EXERCISE AIM - Write the entries below out again in full. Match every character.

Collected data:
=====

PR #1861, opened 2022-04-08
Rework `Rack::Response#initialize` documentation to be RDoc format.

ioquatix:
@jeremyevans If you are able to review this and provide feedback that would be great.

### DIFF
--- a/lib/rack/response.rb
+++ b/lib/rack/response.rb
@@ -31,28 +31,26 @@ module Rack
     attr_accessor :length, :status, :body
     attr_reader :headers
 
-    # @deprecated Use {#headers} instead.
+    # Deprecated, use headers instead.
     def header
       warn 'Rack::Response#header is deprecated and will be removed in Rack 3.1', uplevel: 1
 
       headers
     end
 
-    # :call-seq:
-    #   Response.new(body = nil, status = 200, headers = {}) => response
+    # Initialize the response object with the specified +body+, +status+
+    # and +headers+.
     #
-    # Initialize the response object with the specified body, status
-    # and headers.
-    #
-    # If the +body+ is nil, construct an empty response object with internal
+    # If the +body+ is +nil+, construct an empty response object with internal
     # buffering.
     # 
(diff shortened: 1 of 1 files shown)


lib/rack/response.rb
```diff
@@ -38,16 +38,28 @@ def header
...
+    #
+    # Otherwise it is expected +body+ conforms to the normal requiremnets of a
+    # Rack repsonse body, typically implementing one of +#each+ (enumerable
+    # body) or +#call+ (streaming body).
+    #
+    # The +status+ defaults to +200+ which is the "OK" HTTP status code. You
+    # can provide any other valid status code.
     #
-    # Providing a body which responds to #to_str is legacy behaviour.
+    # The +headers+ must be a +Hash+ of key-value header pairs which conform to
```
ioquatix, line 60: @jeremyevans do I need to write `+Hash+` here?

lib/rack/response.rb
```diff
@@ -38,16 +38,28 @@ def header
       headers
     end
 
+    # :call-seq:
+    #   Response.new(body = nil, status = 200, headers = {}) => response
```
jeremyevans, line 42: I personally don't see the value of the call-seq here.

lib/rack/response.rb
jeremyevans: I don't think you need to.  You can use `Hash` or `hash`.  You only need to use `+Hash+` if you want to force it displayed as code.  Either way is fine with me.

jeremyevans (changes requested):
I'm OK with merging after the call-seq is removed.

lib/rack/response.rb
ioquatix: I tried out different ways and checked how it was formatted, I'm happy with it being formatted as code for now.

lib/rack/response.rb
ioquatix: Okay, removed.

jeremyevans (approved):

=====

SOLUTION FOR THIS TASK -
PR #1861, opened 2022-04-08
Rework `Rack::Response#initialize` documentation to be RDoc format.

ioquatix:
@jeremyevans If you are able to review this and provide feedback that would be great.

### DIFF
--- a/lib/rack/response.rb
+++ b/lib/rack/response.rb
@@ -31,28 +31,26 @@ module Rack
     attr_accessor :length, :status, :body
     attr_reader :headers
 
-    # @deprecated Use {#headers} instead.
+    # Deprecated, use headers instead.
     def header
       warn 'Rack::Response#header is deprecated and will be removed in Rack 3.1', uplevel: 1
 
       headers
     end
 
-    # :call-seq:
-    #   Response.new(body = nil, status = 200, headers = {}) => response
+    # Initialize the response object with the specified +body+, +status+
+    # and +headers+.
     #
-    # Initialize the response object with the specified body, status
-    # and headers.
-    #
-    # If the +body+ is nil, construct an empty response object with internal
+    # If the +body+ is +nil+, construct an empty response object with internal
     # buffering.
     # 
(diff shortened: 1 of 1 files shown)


lib/rack/response.rb
```diff
@@ -38,16 +38,28 @@ def header
...
+    #
+    # Otherwise it is expected +body+ conforms to the normal requiremnets of a
+    # Rack repsonse body, typically implementing one of +#each+ (enumerable
+    # body) or +#call+ (streaming body).
+    #
+    # The +status+ defaults to +200+ which is the "OK" HTTP status code. You
+    # can provide any other valid status code.
     #
-    # Providing a body which responds to #to_str is legacy behaviour.
+    # The +headers+ must be a +Hash+ of key-value header pairs which conform to
```
ioquatix, line 60: @jeremyevans do I need to write `+Hash+` here?

lib/rack/response.rb
```diff
@@ -38,16 +38,28 @@ def header
       headers
     end
 
+    # :call-seq:
+    #   Response.new(body = nil, status = 200, headers = {}) => response
```
jeremyevans, line 42: I personally don't see the value of the call-seq here.

lib/rack/response.rb
jeremyevans: I don't think you need to.  You can use `Hash` or `hash`.  You only need to use `+Hash+` if you want to force it displayed as code.  Either way is fine with me.

jeremyevans (changes requested):
I'm OK with merging after the call-seq is removed.

lib/rack/response.rb
ioquatix: I tried out different ways and checked how it was formatted, I'm happy with it being formatted as code for now.

lib/rack/response.rb
ioquatix: Okay, removed.

jeremyevans (approved):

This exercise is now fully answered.